Microsoft lost six of the 855 servers that were in the capsule during its time underwater. In a comparison experiment being run simultaneously on dry land, it lost eight out of 135 servers.

Microsoft noted that the constant temperature stability of the external seawater was a factor in the experiment’s success. It also highlighted how the data center was filled with inert nitrogen gas that protected the servers, as opposed to the reactive oxygen gas in the land data center.

Despite everything going so well, Microsoft is discontinuing Project Natick. “I’m not building subsea data centers anywhere in the world,” Noelle Walsh, the head of the company’s Cloud Operations + Innovation (CO+I) division, told DatacenterDynamics.

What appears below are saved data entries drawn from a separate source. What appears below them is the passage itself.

PR #13026, opened 2024-01-22
Propagate minimum competitive score in ReqOptSumScorer.

jpountz:
If the required clause doesn't contribute scores, which typically happens if the required clause is a `FILTER` clause, then the minimum competitive score can be propagated directly to the optional clause.


jimczi (approved):
lgtm

PR #13027, opened 2024-01-22
Fix NPE when sampling for quantization in Lucene99HnswScalarQuantizedVectorsFormat

benwtrent:
When merging `Lucene99HnswScalarQuantizedVectorsFormat` a NPE is possible when deleted documents are present.

`ScalarQuantizer#fromVectors` doesn't take deleted documents into account. This means using `FloatVectorValues#size` may actually be larger than the actual size of live documents. Consequently, when iterating for sampling iteration too far is possible and an NPE will be thrown.

### DIFF
--- a/lucene/CHANGES.txt
+++ b/lucene/CHANGES.txt
@@ -243,6 +243,13 @@ Other
 
 * GITHUB#12934: Cleaning up old references to Lucene/Solr. (Jakub Slowinski)
 
+======================== Lucene 9.9.2 =======================
+
+Bug Fixes
+---------------------
+
+* GITHUB#13027: Fix NPE when sampling for quantization in Lucene99HnswScalarQuantizedVectorsFormat (Ben Trent)
+
 ======================== Lucene 9.9.1 =======================
 
 Bug Fixes
--- a/lucene/core/src/java/org/apache/lucene/util/ScalarQuantizer.java
+++ b/lucene/core/src/java/org/apache/lucene/util/ScalarQuantizer.java
@@ -192,6 +192,38 @@ public class ScalarQuantizer {
 
   private static final Random random = new Random(42);
 
+  static int[] reservoirSampleIndices(int numFloatVecs, int sampleSize) {
+    int[] vectorsToTake = IntStream.range(0, sampleSize).toArray();
+    for (int i = sampleSize; i < numFloatVecs; i++) {
+      int j = random.nextInt(i + 1);
+      if (j < sampleSize) {
+        vectorsToTake[j] = i;
+      }
+    }
+    Arrays.sort(vectorsToTake);
+    return vectorsToTake;
+  }
+
+  static float[] sampleVectors(FloatVectorValues floatVectorValues, int[] vectorsToTake)
+      throws IOException {
+    int dim = floatVectorValues.dimension();
+    float[] values = new float[vectorsToTake.length * dim];
+    int copyOffset = 0;
+    int index = 0;
+    for (int i : vectorsToTake) {
+      while (index <= i) {
+        // We cannot use `advance(docId)` as MergedVectorValues does not support it
+        floatVectorValues.nextDoc();
+        index++;
+      }
+      assert floatVectorValues.docID() != NO_MORE_DOCS;
+      float[] floatVector = floatVectorValues.vectorValue();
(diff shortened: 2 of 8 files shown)


jpountz:
Good catch. I wonder what is the best place to compute size() correctly. I see you fixed the merge instances, but this is not how it's done elsewhere, see e.g. `FieldsConsumer#write`, which clearly states that index statistics must not be pulled from the merged `Terms` instance but recomputed. Should we follow a similar approach and re-compute the size in `ScalarQuantizer#fromVectors`? I see that it needs to linearly scan all vectors anyway, so this shouldn't come at a performance penalty?

benwtrent:
@jpountz 

> I see that it needs to linearly scan all vectors anyway, so this shouldn't come at a performance penalty?

We would then need to linearly scan all the vectors twice. Because we do not have random access, we can only sample while iterating directly and we don't want to read&copy in vectors that ultimately don't get sample anyways (this would happen if we randomly sampled while iterating).

So, we would need to iterate them twice:

 - Once to get the size
 - Then again to sample the vectors

Instead of passing in two iterators, passing in a live vector count seemed more sensible as this is already provided.



Adding an `@Override` to `MergedVectorValues` that asserts `size()` is never called is a good protection idea.

jpountz:
OK, taking an int in that method sounds fine to me. Can we still preserve the signature of `mergeOneField` to return `void` and re-compute the doc count before passing the doc count to `ScalarQuantizer#fromVectors`? Returning the doc count feels a bit arbitrary.

benwtrent:
@jpountz, I gotcha, pushed a change

jpountz (approved):

ChrisHegarty (approved):
The code changes LGTM

lucene/core/src/java/org/apache/lucene/util/ScalarQuantizer.java
```diff
@@ -201,13 +233,26 @@ public String toString() {
...
    * @param floatVectorValues the float vector values from which to calculate the quantiles
    * @param confidenceInterval the confidence interval used to calculate the quantiles
+   * @param totalVectorCount the total number of live float vectors in the index. This is vital for
+   *     accounting for deleted documents when calculating the quantiles.
    * @return A new {@link ScalarQuantizer} instance
    * @throws IOException if there is an error reading the float vector values
    */
   public static ScalarQuantizer fromVectors(
-      FloatVectorValues floatVectorValues, float confidenceInterval) throws IOException {
+      FloatVectorValues floatVectorValues, float confidenceInterval, int totalVectorCount)
```
ChrisHegarty, line 242: Alternatively, and if we're concerned about binary compatibility with 9.9.0, then this could be structured as a new additional override accepting the `totalVectorCount`, while retaining the the original signature that passes the `floatVectorValues.size()` and asserting that there are no deleted docs or something. This could be a bit "trappy", but no unreasonable if we think that we need to maintain binary compatibility.

lucene/CHANGES.txt
```diff
@@ -243,6 +243,13 @@ Other
 
 * GITHUB#12934: Cleaning up old references to Lucene/Solr. (Jakub Slowinski)
 
+======================== Lucene 9.9.2 =======================
+
+Bug Fixes
+---------------------
+
+* GITHUB#13027: Fix NPE when sampling for quantization in Lucene99HnswScalarQuantizedVectorsFormat (Ben Trent)
```
ChrisHegarty, line 251: This is a significant issue and needs addressing with some urgency. However, we need to decide exactly where this should land.

lucene/core/src/java/org/apache/lucene/util/ScalarQuantizer.java
benwtrent: Yeah, changing a public definition in a bug fix stinks. I can overload it for the bug fix and remove the overload in a minor release. These are experimental, so we should be able to change them in minors.

lucene/CHANGES.txt
ChrisHegarty: After given it some thought, I agree with targeting this for 9.9.2. This kinda bug is exactly why we have patch releases.

ChrisHegarty (approved):

PR #13031, opened 2024-01-24
Propagate topLevelScoringClause from QueryProfiler

mrkm4ntr:
### Description
The topLevelScoringClause is not propagated from QueryProfiler. This causes some optimizations are skipped during profiling.


jpountz (approved):
Good catch!

jpountz:
@mrkm4ntr Can you add a CHANGES entry for your change?

mrkm4ntr:
@jpountz Thank you for your review. Where should I add an entry? 9.9.2 or 9.10.0?

jpountz:
@mrkm4ntr 9.10 please

mrkm4ntr:
@jpountz Sure. Added.

PR #309, opened 2022-02-21
First sketch of a github action for building

bosilca:
For now this will be used as a playground for adding support to Github actions.


.github/workflows/build_cmake.yml
```diff
@@ -0,0 +1,62 @@
...
+
+#env:
+
+jobs:
+  build:
+    runs-on: [self-hosted, Linux]
+    strategy:
+      fail-fast: false
+      matrix:
+        build_type : [ Debug ]
```
therault, line 13: We don't want to test Release at this time? Or Profiling etc...?

This could come in an additional PR to move forward.

.github/workflows/codeql-analysis.yml
```diff
@@ -0,0 +1,79 @@
+# For most projects, this workflow file will not need changing; you simply need
```
therault, line 1: I thought you had removed this? Or this is just not activated in the github interface?

.github/CODEOWNERS
```diff
@@ -0,0 +1,2 @@
+* @bosilca
```
abouteiller, line 1: do we need to get more people here?

abouteiller (approved):

.github/workflows/build_cmake.yml
bosilca: It was taking too long on my machine, so I removed everything but one build. Once we have more runners we can enable a wider range of tests.

.github/CODEOWNERS
bosilca: There are two aspects that need to be considered. First, it is a security risk to allow people to change what is executed on our runners. Second, it remains a critical infrastructure that we want to modify carefully. That being said, this simple means that any code altering this part will need my blessing for now, and as we are getting more familiar with the runners we can increase this list.

therault (approved):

“My team worked on it, and it worked. We learned a lot about operations below sea level and vibration and impacts on the server. So we’ll apply those learnings to other cases,” Walsh added.

When asked whether Microsoft had learned if it could one day have human-free data centers filled with robots, Walsh said: “We’re looking at robotics more from the perspective that some of these new servers will be very heavy. How can we automate that versus having people push things around?”

“We are learning from other industries on robotics, but we’re also very cognizant that we need people. I don’t want people worried about their jobs,” she added.

Microsoft also patented a high-pressure data center in 2019 and an artificial reef data center in 2017, but it seems the company is putting resources into traditional builds for now. “I would say now we’re getting more focused,” Walsh said. “We like to do R&D and try things out, and you learn something here and it may fly over there. But I’d say now, it’s very focused.”

“While we don’t currently have data centers in the water, we will continue to use Project Natick as a research platform to explore, test, and validate new concepts around data center reliability and sustainability, for example with liquid immersion.”

In December, China sank the first modules of what it says is the world’s first underwater commercial data center. These were the first of more than 100 cylindrical modules, spanning over 731,945 square feet, that will be lowered around 115 feet onto the bottom of the sea – a journey that takes three hours to complete. The structure will ultimately offer the performance of around 60,000 computers working in unison, according to the report. The cold seawater is forecast to save 122 million kilowatt-hours of electricity and 105,000 tons of freshwater annually.

In May, researchers discovered that the unique environment of underwater data centers makes them vulnerable to a specific attack: sound waves. A study detailed how sound at the resonant frequency of the hard disk drives causes vibrations at a given velocity and intensity directly proportional to the sound pressure level, affecting the read/write performance of the disk.